Но с Ниной происходило что-то странное. Вместо того чтобы проникнуться восхищением и священным трепетом, она почувствовала в себе внезапное, никогда еще не испытанное ею недоверие. Ей вдруг стало как-то неловко, как-то совестно и тяжело. Ей захотелось скорее отсюда… Все эти люди, вся эта обстановка, эти белые саваны — все это представлялось ей кощунством… Да, кощунством!
«Враг смущает! — подумала она. — Боже мой, да что же это такое… Враг смущает!..»

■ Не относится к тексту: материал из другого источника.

Issue #1410, opened 2023-03-24
Option to Disable OpenAI


Tally:
Please, allow disabling of OpenAI integration in settings. It is not necessary and superfluous for many use-cases.

Zeng1998:
https://github.com/usememos/memos/pull/1539#issuecomment-1510027883

PR #1515, opened 2023-04-11
feat: add option to hide ask ai

joaonunomota:
Add ability to hide Ask AI from users via system settings, as suggested in #1410.


web/src/components/Header.tsx
```diff
@@ -107,13 +109,15 @@ const Header = () => {
...
           {!isVisitorMode && (
             <>
-              <button
-                id="header-ask-ai"
-                className="px-4 pr-5 py-2 rounded-lg flex flex-row items-center text-lg text-gray-800 dark:text-gray-300 hover:bg-white hover:shadow dark:hover:bg-zinc-700"
-                onClick={() => showAskAIDialog()}
-              >
-                <Icon.Bot className="mr-3 w-6 h-auto opacity-70" /> {t("ask-ai.title")}
-              </button>
+              {showAskAI && (
```
boojack, line 112: How about hide it when openai config is undefined or openai api key config is undefined? So we don't need to introduce a new setting item.

web/src/components/Settings/SystemSection.tsx
```diff
@@ -104,18 +94,22 @@ const SystemSection = () => {
...
   };
 
   const handleSaveOpenAIConfig = async () => {
     try {
       await api.upsertSystemSetting({
         name: "openai-config",
-        value: JSON.stringify(openAIConfig),
+        value: JSON.stringify(state.openAIConfig),
       });
+      globalStore.setSystemStatus({ openAIConfig: state.openAIConfig });
```
joaonunomota, line 112: Added after request to backend to avoid mismatch with frontend in case of an error. It's done the other way round for `disablePublicMemos`, does anyone know is there a reason for that?

web/src/components/Header.tsx
joaonunomota: I put the openai config in with the rest of the global state and I'm checking it's not empty in showAskAI

web/src/components/Settings/MyAccountSection.tsx
```diff
@@ -46,16 +48,18 @@ const MyAccountSection = () => {
...
       </div>
-      <div className="section-container openapi-section-container">
-        <p className="title-text">Open API</p>
-        <p className="value-text">{openAPIRoute}</p>
-        <span className="btn-danger mt-2" onClick={handleResetOpenIdBtnClick}>
-          {t("common.reset")} API
-        </span>
-        <div className="usage-guide-container">
-          <pre>{`POST ${openAPIRoute}\nContent-type: application/json\n{\n  "content": "Hello #memos from ${window.location.origin}"\n}`}</pre>
+      {showAskAI && (
```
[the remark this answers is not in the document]
joaonunomota: Remove the code changes to Open ID API

web/src/components/Settings/SystemSection.tsx
boojack: I think both works. The frontend will "refresh" state before or after backend api request finished.

boojack (approved):

Issue #563, opened 2022-11-25
Unexpected empty lines when copying-pasting


dmitriisurmin:
### Describe the bug

Hello!

When I copy text in memo using selection, in pasting blank lines appear between. Expected that this to work like the built-in copy function works now, without gaps.

https://user-images.githubusercontent.com/118022040/203881939-a18b5c73-d028-4599-9570-5509b1799c2a.mov

### Steps to reproduce

1. Select text in a memo
2. Copy it with `ctrl+c` or using context menu
3. Paste in some input field/text editor

### Screenshots or additional context

I didn't dive deep into what goes to clipboard, but in some text editors it can be pasted with no empty lines, some not. In my glance, this is because of memo markup. Every line goes into the own paragraph.
```html
<p>First line</p>
<p>Second line</p>
```
Which, without clipboard control, leads to this issue.

Zeng1998:
I think the extra empty lines are added when selected and copied from the rich-text (including in other websites).
So maybe it's better to handle it when pasting ?

dmitriisurmin:
I mentioned that some editors **not** insert extra lines. But probably they are doing it **wrong** :) most of the apps add these lines.

I think there is another option if extra lines don't come from the rich-text. I would suggest don't split each line into a separate `<p>` element, but put them together in one paragraph, maybe, or split with `<br>`. It will not copy extra lines. As I know, many web markdown viewers do like that.
```html
<p>
First line
Second line
</p>
```

PR #1524, opened 2023-04-13
Unexpected empty lines when copying-pasting #563

ameerturk96:
I looked into the issue and I found out when you copy from the memos using keyboard it added an extra line between lines, so what I did was manipulating the innerText when copying using crtl+c and removing the extra line added. looking forward to your feedback.

### DIFF
--- a/web/src/components/Editor/Editor.tsx
+++ b/web/src/components/Editor/Editor.tsx
@@ -24,7 +24,7 @@ interface Props {
 }
 
 const Editor = forwardRef(function Editor(props: Props, ref: React.ForwardedRef<EditorRefActions>) {
-  const { className, initialContent, placeholder, fullscreen, onContentChange: handleContentChangeCallback } = props;
+  const { className, initialContent, placeholder, fullscreen, onPaste, onContentChange: handleContentChangeCallback } = props;
   const editorRef = useRef<HTMLTextAreaElement>(null);
 
   useEffect(() => {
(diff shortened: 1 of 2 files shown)


CorrectRoadH:
I think to listen Copy Event instead of the Ctrl+C Key-Down Event is a better way to fix the bug.
Such as https://developer.mozilla.org/en-US/docs/Web/API/Element/copy_event

ameerturk96:
> I think to listen Copy Event instead of the Ctrl+C Key-Down Event is a better way to fix the bug. Such as https://developer.mozilla.org/en-US/docs/Web/API/Element/copy_event WDYT?
> 
> I saw your commit, first used the paste event, and then changed it to the ctrl+c event. Why is this? Is there a reason I haven't thought of?

I tried to use the event listener, but because the text is being manipulated before rendering or other reasons that I might don’t know of, the event object only returns the first line "copied", I thought this might be something you know of

CorrectRoadH:
> > I think to listen Copy Event instead of the Ctrl+C Key-Down Event is a better way to fix the bug. Such as https://developer.mozilla.org/en-US/docs/Web/API/Element/copy_event WDYT?
> > I saw your commit, first used the paste event, and then changed it to the ctrl+c event. Why is this? Is there a reason I haven't thought of?
> 
> I tried to use the event listener, but because the text is being manipulated before rendering or other reasons that I might don’t know of, the event object only returns the first line "copied", I thought this might be something you know of

I tried to achieve the same effect based on your idea. 
``` typescript
// MemosList.tsx
...
  useEffect(() => {
    addEventListener("copy", handleCopy);
    return () => {
      removeEventListener("copy", handleCopy);
    };
  }, []);

  const handleCopy = (event: ClipboardEvent) => {
    event.preventDefault();
    const rawStr = document.getSelection()?.toString();
    if (rawStr !== undefined) {
      const splitString = rawStr.split("\n\n");
      const text = splitString.join("\n");
      copy(text);
    }
  };
...
```
The code works fine! This solution is based on yours, but covers more cases (like copy and ctrl+c). WDYT👀

CorrectRoadH (changes requested):

PR #1526, opened 2023-04-13
feat: improve i18n support as a whole

lincolnthalles:
- Remove dayjs in favor of /helpers/datetime.ts, which uses Intl.DateTimeFormat and Date. Dayjs is not exactly i18n friendly and has several locale related opened issues.

- Move/refactor date/time code from /helpers/utils.ts to /helpers/datetime.ts.

- Fix Daily Review weekday not changing according to selected date.

- Localize Daily review weekday and month.

- Load i18n listed strings from /locales/{locale}.json in a dynamic way. This makes much easier to add new locales, by just adding a properly named json file and listing it only in /web/src/i18n.ts and /api/user_setting.go.

- Fallback languages are now set in /web/src/i18n.ts.

- Full language codes are now preffered, but they fallback to 2-letter codes when not available.

- The locale dropdown is now populated dynamically from the available locales. Locale names are populated by the browser via Intl.DisplayNames(locale).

Но в то же время она не была в силах бороться с «врагом» и, подойдя к Аннет, шепнула ей:
— Если хочешь ехать со мною — едем скорее, а то я одна уеду… Я не могу больше… Я задыхаюсь…
Аннет сама была почти неузнаваема: лицо ее горело, глаза блестели, она то и дело вздрагивала всем телом. Расслышав слова Нины, она ответила ей:
— Хорошо, поедем, я тоже не могу больше!..
Они скрылись из молельни, сбросили в спальне балахоны, надели свои платья.
В коридоре их поджидал князь Еспер.
— Как, вы уезжаете? — испуганно сказал он глядя на Нину. — И не простились… Зайдите в молельню!
— Пусть сестры и братья простят нас, — прошептала Нина. — Я не могу, мне дурно… Я должна скорее на воздух!..
У нее так кружилась голова, что она должна была опереться на руку Аннет. Она окончательно пришла в себя только тогда, когда очутилась в санях, среди морозной зимней ночи.
— Знаешь что, — говорила Нина, входя с Аннет в ее комнату. — Знаешь — я не верю в пророчества!
— Что ты?!
Аннет даже испугалась и всплеснула руками.
— Как не веришь? Да ведь ты сама пророчествовала?!
— Я не знаю, не помню, что я говорила!.. Но что же делать — не верю… Не верю!.. Разве мы достойны, разве мы можем принять Христа?! Нет, нет, это ложь!.. Это заблуждение. Мы сами себя обманываем!
— Нина, очнись, подумай, что ты говоришь! Какой грех такое неверие… Нина, что с тобою? Я не узнаю тебя!..
Но Нина только повторяла:
— Не верю… Не верю!..
И вдруг истерически зарыдала. Аннет не знала, что ей и делать с нею. Более получаса продолжался этот припадок. Наконец Нина мало-помалу успокоилась и, узнав, что за нею приехали, поспешно стала собираться домой.
— Ты успокойся, милая, помолись хорошенько. Молитвой отгони от себя искушение… Ведь это искушение и с ним нужно бороться, нужно его победить… И у меня являлись сомнения, но теперь их нет… Я верю, я ни в чем не сомневаюсь. Да и скажи, разве Катерина Филипповна может обманываться и нас обманывать? Ведь она святая, безгрешная!..
XXIV. ОТКУДА ЭТО?
Иной раз, столкнувшись с каким-нибудь поражающим явлением, с каким-нибудь исключительным обстоятельством человеческой жизни, люди негодуют и пожимают плечами: «Каким образом человек мог дойти до этого?! Ведь тут явное противоречие: человек казался умным, порядочным, благородным — и вдруг поступает нелепо, поступает вразрез с общепринятой моралью! Значит, в этом человеке ошиблись, значит, он не умен, не порядочен и не благороден!..» Но подобные рассуждения часто бывают чересчур поспешными и неосновательными. Постановить быстрый и решительный приговор — очень легко. Гораздо труднее всмотреться в явление, разобрать шаг за шагом тот путь, по которому человек дошел до чего-нибудь такого, что считается общественной моралью достойным порицания.